BEGIN Input data
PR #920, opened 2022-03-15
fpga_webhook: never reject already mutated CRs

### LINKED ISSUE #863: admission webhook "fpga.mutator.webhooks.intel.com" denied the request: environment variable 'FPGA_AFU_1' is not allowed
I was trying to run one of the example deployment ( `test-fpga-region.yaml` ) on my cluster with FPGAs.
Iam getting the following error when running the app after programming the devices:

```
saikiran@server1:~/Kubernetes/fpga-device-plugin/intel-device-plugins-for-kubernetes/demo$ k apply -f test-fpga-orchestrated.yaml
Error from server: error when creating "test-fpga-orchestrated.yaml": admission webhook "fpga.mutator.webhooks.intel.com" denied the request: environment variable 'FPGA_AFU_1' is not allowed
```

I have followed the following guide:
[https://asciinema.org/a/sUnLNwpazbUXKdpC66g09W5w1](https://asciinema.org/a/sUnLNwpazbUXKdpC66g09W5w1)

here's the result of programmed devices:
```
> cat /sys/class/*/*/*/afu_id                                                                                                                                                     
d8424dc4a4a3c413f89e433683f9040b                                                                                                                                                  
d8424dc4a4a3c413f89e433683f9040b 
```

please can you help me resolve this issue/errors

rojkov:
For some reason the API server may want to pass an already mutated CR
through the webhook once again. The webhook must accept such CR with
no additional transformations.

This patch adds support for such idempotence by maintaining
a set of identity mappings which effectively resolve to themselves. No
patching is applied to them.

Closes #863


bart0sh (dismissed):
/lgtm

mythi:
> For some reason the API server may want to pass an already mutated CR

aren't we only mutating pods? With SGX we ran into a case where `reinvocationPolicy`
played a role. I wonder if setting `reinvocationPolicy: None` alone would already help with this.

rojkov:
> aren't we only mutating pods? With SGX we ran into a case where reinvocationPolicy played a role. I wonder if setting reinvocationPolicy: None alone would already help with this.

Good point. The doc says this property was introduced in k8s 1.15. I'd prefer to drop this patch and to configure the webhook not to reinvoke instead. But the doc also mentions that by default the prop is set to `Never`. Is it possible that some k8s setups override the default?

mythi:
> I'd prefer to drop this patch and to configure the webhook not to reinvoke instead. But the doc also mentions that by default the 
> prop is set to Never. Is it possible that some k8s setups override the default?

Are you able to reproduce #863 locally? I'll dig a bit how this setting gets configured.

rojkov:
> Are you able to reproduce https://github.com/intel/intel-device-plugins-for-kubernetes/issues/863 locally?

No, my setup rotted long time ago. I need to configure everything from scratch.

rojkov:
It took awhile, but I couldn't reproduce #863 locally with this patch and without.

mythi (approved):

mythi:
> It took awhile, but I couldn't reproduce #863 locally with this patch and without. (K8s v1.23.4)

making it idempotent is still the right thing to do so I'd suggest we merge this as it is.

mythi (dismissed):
END Input data
== Task requirements ==
Repeat back the material above verbatim, including every line.

== Task output ==
PR #920, opened 2022-03-15
fpga_webhook: never reject already mutated CRs

### LINKED ISSUE #863: admission webhook "fpga.mutator.webhooks.intel.com" denied the request: environment variable 'FPGA_AFU_1' is not allowed
I was trying to run one of the example deployment ( `test-fpga-region.yaml` ) on my cluster with FPGAs.
Iam getting the following error when running the app after programming the devices:

```
saikiran@server1:~/Kubernetes/fpga-device-plugin/intel-device-plugins-for-kubernetes/demo$ k apply -f test-fpga-orchestrated.yaml
Error from server: error when creating "test-fpga-orchestrated.yaml": admission webhook "fpga.mutator.webhooks.intel.com" denied the request: environment variable 'FPGA_AFU_1' is not allowed
```

I have followed the following guide:
[https://asciinema.org/a/sUnLNwpazbUXKdpC66g09W5w1](https://asciinema.org/a/sUnLNwpazbUXKdpC66g09W5w1)

here's the result of programmed devices:
```
> cat /sys/class/*/*/*/afu_id                                                                                                                                                     
d8424dc4a4a3c413f89e433683f9040b                                                                                                                                                  
d8424dc4a4a3c413f89e433683f9040b 
```

please can you help me resolve this issue/errors

rojkov:
For some reason the API server may want to pass an already mutated CR
through the webhook once again. The webhook must accept such CR with
no additional transformations.

This patch adds support for such idempotence by maintaining
a set of identity mappings which effectively resolve to themselves. No
patching is applied to them.

Closes #863


bart0sh (dismissed):
/lgtm

mythi:
> For some reason the API server may want to pass an already mutated CR

aren't we only mutating pods? With SGX we ran into a case where `reinvocationPolicy`
played a role. I wonder if setting `reinvocationPolicy: None` alone would already help with this.

rojkov:
> aren't we only mutating pods? With SGX we ran into a case where reinvocationPolicy played a role. I wonder if setting reinvocationPolicy: None alone would already help with this.

Good point. The doc says this property was introduced in k8s 1.15. I'd prefer to drop this patch and to configure the webhook not to reinvoke instead. But the doc also mentions that by default the prop is set to `Never`. Is it possible that some k8s setups override the default?

mythi:
> I'd prefer to drop this patch and to configure the webhook not to reinvoke instead. But the doc also mentions that by default the 
> prop is set to Never. Is it possible that some k8s setups override the default?

Are you able to reproduce #863 locally? I'll dig a bit how this setting gets configured.

rojkov:
> Are you able to reproduce https://github.com/intel/intel-device-plugins-for-kubernetes/issues/863 locally?

No, my setup rotted long time ago. I need to configure everything from scratch.

rojkov:
It took awhile, but I couldn't reproduce #863 locally with this patch and without.

mythi (approved):

mythi:
> It took awhile, but I couldn't reproduce #863 locally with this patch and without. (K8s v1.23.4)

making it idempotent is still the right thing to do so I'd suggest we merge this as it is.

mythi (dismissed):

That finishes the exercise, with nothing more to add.